Required action:
All that should come back is the lines of the data below from the one containing "(diff shortened: 2 of 2 files shown)" to the one containing "falkenhawk: Yes, it", inclusive, exactly as they stand.

Recorded information:
☆ ☆ ☆
PR #65, opened 2021-03-13
Remove libxml deprecations for php 8.0

glensc:
On libxml >= 2.9 the entity loader is disabled by default. Calls to
libxml_disable_entity_loader are now performed conditionally with lower
versions.

Extracted from #32


falkenhawk (approved):
💚

PR #67, opened 2021-03-13
Do not pass &$parts as reference to resolvePharParentPath

glensc:
Extracted change made by @Megatherium from https://github.com/zf1s/zf1/pull/32

### DIFF
--- a/packages/zend-loader/library/Zend/Loader/ClassMapAutoloader.php
+++ b/packages/zend-loader/library/Zend/Loader/ClassMapAutoloader.php
@@ -233,7 +233,7 @@ class Zend_Loader_ClassMapAutoloader implements Zend_Loader_SplAutoloader
      * @param  array $parts 
      * @return void
      */
-    public static function resolvePharParentPath($value, $key, &$parts)
+    public static function resolvePharParentPath($value, $key, $parts)
     {
         if ($value !== '...') {
             return;
--- a/packages/zend-loader/library/Zend/Loader/ClassMapAutoloader.php
+++ b/packages/zend-loader/library/Zend/Loader/ClassMapAutoloader.php
@@ -208,7 +208,10 @@ class Zend_Loader_ClassMapAutoloader implements Zend_Loader_SplAutoloader
         $prependSlash = $parts && $parts[0] === '' ? '/' : '';
         $parts = array_values(array_filter($parts, array(__CLASS__, 'concatPharParts')));
 
-        array_walk($parts, array(__CLASS__, 'resolvePharParentPath'), $parts);
+        foreach ($parts as $key => $value) {
+            self::resolvePharParentPath($value, $key, $parts);
+        }
+
         if (file_exists($realPath = 'phar://' . $prependSlash . implode('/', $parts))) {
             return $realPath;
         }
--- a/tests/Zend/Loader/ClassMapAutoloaderTest.php
+++ b/tests/Zend/Loader/ClassMapAutoloaderTest.php
@@ -36,6 +36,11 @@ if (!defined('PHPUnit_MAIN_METHOD')) {
  */
 class Zend_Loader_ClassMapAutoloaderTest extends PHPUnit_Framework_TestCase
 {
+    /**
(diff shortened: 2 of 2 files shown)


staabm:
offtopic question: I can see lot of PRs from your side, which is awesome.

it seems you are planning to add php8 support to zf1?
(asking for a friend, because we also have some apps running zf1 ;-))

glensc:
@staabm yes. it's the details all in mr body. click the link there.

glensc:
php 5.4 flakyness:

```

There was 1 error:

1) Zend_Cache_FileBackendTest::testSaveWithNullLifeTime
Zend_Cache_Exception: cache_dir "/home/runner/work/zf1/zf1/tests/Zend/Cache/zend_cache_tmp_dir_031421030011/" must be a directory

/home/runner/work/zf1/zf1/packages/zend-cache/library/Zend/Cache.php:209
/home/runner/work/zf1/zf1/packages/zend-cache/library/Zend/Cache/Backend/File.php:177
/home/runner/work/zf1/zf1/packages/zend-cache/library/Zend/Cache/Backend/File.php:128
/home/runner/work/zf1/zf1/tests/Zend/Cache/FileBackendTest.php:65

```

packages/zend-loader/library/Zend/Loader/ClassMapAutoloader.php
```diff
@@ -233,7 +233,7 @@ public static function concatPharParts($part)
      * @param  array $parts 
      * @return void
      */
-    public static function resolvePharParentPath($value, $key, &$parts)
+    public static function resolvePharParentPath($value, $key, $parts)
     {
         if ($value !== '...') {
```
falkenhawk, line 238: I looked at this method and the logic does not make sense to me. The purpose of it was to remove current and previous segment in a path, where current segment was `...`? Is triple-dots even ever used in phar paths? Moreover this method would be buggy if `...` was at the beginning of a path.

If the original intention was to have `..` there instead of `...` then it would maybe make more sense... but the logic here to mutate `$parts` array passed by reference looks awkward and is forbidden in php8 while using `array_walk`.

It looks like a workaround for a super-rare edge case to me. The case with `...` is also not tested. We could try to refactor it in a loop or something, but I think I'd get rid of this method completely.

glensc: @falkenhawk but ths pr did not modify line including `if ($value !== '...') {`

falkenhawk: Yes, it removed reference from `$parts` which made the method obsolete, but I tried to figure out the original purpose of the method...

falkenhawk: Just noticed this https://github.com/zf1s/zf1/pull/74 - it actually addresses the same issue.
But, I still wonder, why there is a condition for `...` inside `resolvePharParentPath` - it just looks off to me.

Btw, when I change that to `..` in #74 to actually allow the `$parts` array to be modified in tests, ...it crashes in tests for me locally on php 7.3 (win) with a weird error.

```
composer test tests/Zend/Loader/ClassMapAutoloaderTest.php
> phpunit "tests/Zend/Loader/ClassMapAutoloaderTest.php"
PHPUnit 3.7.38 by Sebastian Bergmann.

Configuration read from D:\projects\ovosdev\zf1s\phpunit.xml.dist

...........Script phpunit handling the test event returned with error code -1073741819
```

Per https://www.php.net/manual/en/function.array-walk.php :
> Only the values of the array may potentially be changed; its structure cannot be altered, i.e., the programmer cannot add, unset or reorder elements. If the callback does not respect this requirement, the behavior of this function is undefined, and unpredictable. 

The logic here is definitely not very safe 🙈

glensc: I've moved everything but this change to separate PRs, so they won't suffer the delay by code review.

falkenhawk:
superseded by #111

PR #68, opened 2021-03-13
Ensure non-negative values for bcmath

glensc:
Beginning with PHP8 supplying a negative value as an argument for scale
in the `bcmath` functions will generate a ValueError. Negative values
supplied to the Zend math functions are ignored and 0 is used generating
the same results as before.


falkenhawk (approved):
👍

PR #69, opened 2021-03-13
Add support for gd resource type change in php 8.0

glensc:
GD function no longer returns a resource of type gd but GdImage objects
which needed to be implemented accordingly.


falkenhawk (approved):
👏

PR #71, opened 2021-03-13
Implement T_NAME_QUALIFIED  token in ClassFileLocation for php 8.0

glensc:
T_NAME_QUALIFIED has been added with PHP8 and needed to be handled


falkenhawk (approved):
✅

PR #73, opened 2021-03-13
Remove openssl deprecation for php 8.0

glensc:
openssl_free_key has been deprecated in PHP 8.0 and is called
automatically. The explicit calls are still performed conditionally in
older PHP versions.


falkenhawk (approved):
Thanks!

PR #74, opened 2021-03-13
php 8.0: Change call in ClassMapAutoloader to preserve original behaviour

glensc:
In PHP8 the third param of array_walk ($userdata) is automatically
passed by value thus calling a function that expects pass by reference
as the third param is not possible.
Simply changing the array_walk to a foreach loop allows us to fulfill
the pass by reference signature.


glensc:
This branch commit was moved into https://github.com/zf1s/zf1/pull/67

PR #77, opened 2021-03-13
Small fixes for tests in favor of PHP 8.0 compat

glensc:

### DIFF
--- a/tests/Zend/Db/Statement/TestCommon.php
+++ b/tests/Zend/Db/Statement/TestCommon.php
@@ -329,6 +329,10 @@ abstract class Zend_Db_Statement_TestCommon extends Zend_Db_TestSetup
             $this->assertTrue($e instanceof Zend_Db_Statement_Exception,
☆ ☆ ☆
Response area:
(diff shortened: 2 of 2 files shown)


staabm:
offtopic question: I can see lot of PRs from your side, which is awesome.

it seems you are planning to add php8 support to zf1?
(asking for a friend, because we also have some apps running zf1 ;-))

glensc:
@staabm yes. it's the details all in mr body. click the link there.

glensc:
php 5.4 flakyness:

```

There was 1 error:

1) Zend_Cache_FileBackendTest::testSaveWithNullLifeTime
Zend_Cache_Exception: cache_dir "/home/runner/work/zf1/zf1/tests/Zend/Cache/zend_cache_tmp_dir_031421030011/" must be a directory

/home/runner/work/zf1/zf1/packages/zend-cache/library/Zend/Cache.php:209
/home/runner/work/zf1/zf1/packages/zend-cache/library/Zend/Cache/Backend/File.php:177
/home/runner/work/zf1/zf1/packages/zend-cache/library/Zend/Cache/Backend/File.php:128
/home/runner/work/zf1/zf1/tests/Zend/Cache/FileBackendTest.php:65

```

packages/zend-loader/library/Zend/Loader/ClassMapAutoloader.php
```diff
@@ -233,7 +233,7 @@ public static function concatPharParts($part)
      * @param  array $parts 
      * @return void
      */
-    public static function resolvePharParentPath($value, $key, &$parts)
+    public static function resolvePharParentPath($value, $key, $parts)
     {
         if ($value !== '...') {
```
falkenhawk, line 238: I looked at this method and the logic does not make sense to me. The purpose of it was to remove current and previous segment in a path, where current segment was `...`? Is triple-dots even ever used in phar paths? Moreover this method would be buggy if `...` was at the beginning of a path.

If the original intention was to have `..` there instead of `...` then it would maybe make more sense... but the logic here to mutate `$parts` array passed by reference looks awkward and is forbidden in php8 while using `array_walk`.

It looks like a workaround for a super-rare edge case to me. The case with `...` is also not tested. We could try to refactor it in a loop or something, but I think I'd get rid of this method completely.

glensc: @falkenhawk but ths pr did not modify line including `if ($value !== '...') {`

falkenhawk: Yes, it removed reference from `$parts` which made the method obsolete, but I tried to figure out the original purpose of the method...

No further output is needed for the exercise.